Eric Heyer : Si vous maintenez les salaires et que vous baissez de 20 % le temps de travail, il faut gagner 20 % de productivité sinon l’entreprise est perdante. Unilever mise sur le fait que le salarié va travailler 20 % mieux que les années précédentes. C'est un pari. 

En France, on a non seulement gelé les salaires mais aussi donné des aides aux entreprises pour que l'augmentation du salaire horaire ne pénalise pas trop l'entreprise. Si le coût de l'entreprise augmente, elle risque de perdre en compétitivité. L'entreprise peut réduire ses dividendes et ses marges pour que les employés soient bien dans leur peau mais généralement, derrière ce type d'accord, il y a un objectif de gain de productivité et une demande de flexibilité faite aux salariés. 

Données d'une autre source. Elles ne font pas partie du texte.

PR #1857, opened 2020-04-30
Change log directory mode to use an attribute

### LINKED ISSUE #1856: We could allow users to set custom permissions on the log directories
The current recipe doesn't allow users to set group permissions.

# Describe the problem
If a user wants to allow access to the Supermarket log directory based on Group, they're currently unable to do so as `mode '0700' is [in the recipe](https://github.com/chef/supermarket/blob/f426d598a6cf62cb82dff3cbe20a31dbae9540e2/omnibus/cookbooks/omnibus-supermarket/recipes/config.rb#L67:L72).

## Software Version
all applicable versions

## Replication Case
no replication needed, 

## Stacktrace

```
Compiling Cookbooks...
Converging 60 resources
Recipe: omnibus-supermarket::config
  * linux_user[supermarket] action create (up to date)
  * group[supermarket] action create (up to date)
  * directory[/etc/supermarket] action create (up to date)
  * directory[/var/opt/supermarket] action create (up to date)
  * directory[/var/log/supermarket] action create
    - change mode from '0740' to '0700'
    - restore selinux security context
```

## Possible Solution
PR incoming

moutons:
* Users may want to set different permissions on the log directories
  than our default of 0700, using an attribute allows them to do so.

Signed-off-by: Shaun Mouton <smouton@chef.io>

## Description
If a user wants to allow a group to access the log directory, the current recipe doesn't allow them to do so. This updates the recipe to fix this, the default attribute is set to mode '0700', the same as the current line in each recipe, so no behavior change is introduced for folks who don't set this attribute.

## Related Issue
Fixes #1856 

## Types of changes
- [ ] New feature (non-breaking change which adds functionality)
- [ ] Breaking change (fix or feature that would cause existing functionality to change)
- [ ] Chore (non-breaking change that does not add functionality or fix an issue)

## Checklist:
- [ ] I have run the pre-merge tests locally and they pass.
- [ ] I have added tests to cover my changes.
- [ ] All new and existing tests passed.

### DIFF
--- a/omnibus/cookbooks/omnibus-supermarket/attributes/default.rb
+++ b/omnibus/cookbooks/omnibus-supermarket/attributes/default.rb
@@ -72,6 +72,7 @@ default['supermarket']['config_directory'] = '/etc/supermarket'
 default['supermarket']['install_directory'] = '/opt/supermarket'
 default['supermarket']['app_directory'] = "#{node['supermarket']['install_directory']}/embedded/service/supermarket"
 default['supermarket']['log_directory'] = '/var/log/supermarket'
+default['supermarket']['log_directory']['mode'] = '0700'
 default['supermarket']['var_directory'] = '/var/opt/supermarket'
 default['supermarket']['data_directory'] = '/var/opt/supermarket/data'
 default['supermarket']['user'] = 'supermarket'
--- a/omnibus/cookbooks/omnibus-supermarket/recipes/config.rb
+++ b/omnibus/cookbooks/omnibus-supermarket/recipes/config.rb
@@ -67,7 +67,7 @@ end
 directory node['supermarket']['log_directory'] do
   owner node['supermarket']['user']
   group node['supermarket']['group']
-  mode '0700'
+  mode node['supermarket']['log_directory']['mode']
   recursive true
 end
 
--- a/omnibus/cookbooks/omnibus-supermarket/recipes/nginx.rb
+++ b/omnibus/cookbooks/omnibus-supermarket/recipes/nginx.rb
@@ -27,7 +27,7 @@ include_recipe 'omnibus-supermarket::config'
   directory dir do
     owner node['supermarket']['user']
     group node['supermarket']['group']
-    mode '0700'
+    mode node['supermarket']['log_directory']['mode']
     recursive true
   end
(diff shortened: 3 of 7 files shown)


omnibus/cookbooks/omnibus-supermarket/attributes/default.rb
```diff
@@ -72,6 +72,7 @@
 default['supermarket']['install_directory'] = '/opt/supermarket'
 default['supermarket']['app_directory'] = "#{node['supermarket']['install_directory']}/embedded/service/supermarket"
 default['supermarket']['log_directory'] = '/var/log/supermarket'
+default['supermarket']['log_directory']['mode'] = '0700'
```
robbkidd, line 75: Sadly, we won't be able to set a `['supermarket']['log_directory']['mode']` subkey when the parent key `['supermarket']['log_directory']` has a value type of `String`.

robbkidd, line 75: Sadly, we won't be able to set a ['supermarket']['log_directory']['mode'] subkey when the parent key ['supermarket']['log_directory'] has a value type of String.

moutons: sorry for the lack-of-sleep-induced unforced error
what about `default['supermarket']['log_directory_mode']`

robbkidd: Cooould do that.

Now that I've also woken up a bit more, I thought of another option:
1. No configurable mode, so no new attribute needed.
2. The hard-coded mode changes from 0700 to 0740.
3. User accounts that get access to read Supermarket logs should be joined to the supermarket group by something outside of the Supermarket omnibus installer's internal chef-client run.

robbkidd:
In a re-review, I think I like the option of a smaller change: update the hard-coded permission from from `'0700'` to `'0740'` and document that any user that needs read access to the logs should be added to the `supermarket` group.

Anyone opposed? I'm happy to do the work or help someone do the work to close out this issue!

antima-gupta:
@RajeshPaul38  @saghoshprogress can we close this PR?

PR #1878, opened 2020-08-06
Update the bundled Chef Infra Client to 16.3.45

tas50:
Avoids double gems and should drop the overall package size.


tas50:
This blows up the world

PR #1882, opened 2020-08-06
Bump Cookstyle / Chefstyle to the latest

tas50:
This updates to the latest RuboCop engine as well.


robbkidd:
I'm sorry. There's another Gemfile to sort out via fieri's gemspec down in https://github.com/chef/supermarket/blob/master/src/supermarket/engines/fieri/fieri.gemspec#L19 .

tas50:
I updated the second gemfile.lock with the same.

Si cette semaine 4 jours est décidée au niveau national, la question de la compétitivté ne se pose pas. Mais si une seule entreprise se lance là-dedans c'est qu'elle sait, au fond, qu'elle ne va pas perdre en compétitive. Peut-être qu’Unilever pense qu'en ayant des salariés en meilleur forme ils seront plus productifs et qu'en offrant ce cadre de vie ils seront plus attractifs et pourront recruter de meilleurs employés. Si les salariés sont meilleurs, la productivité y gagne également.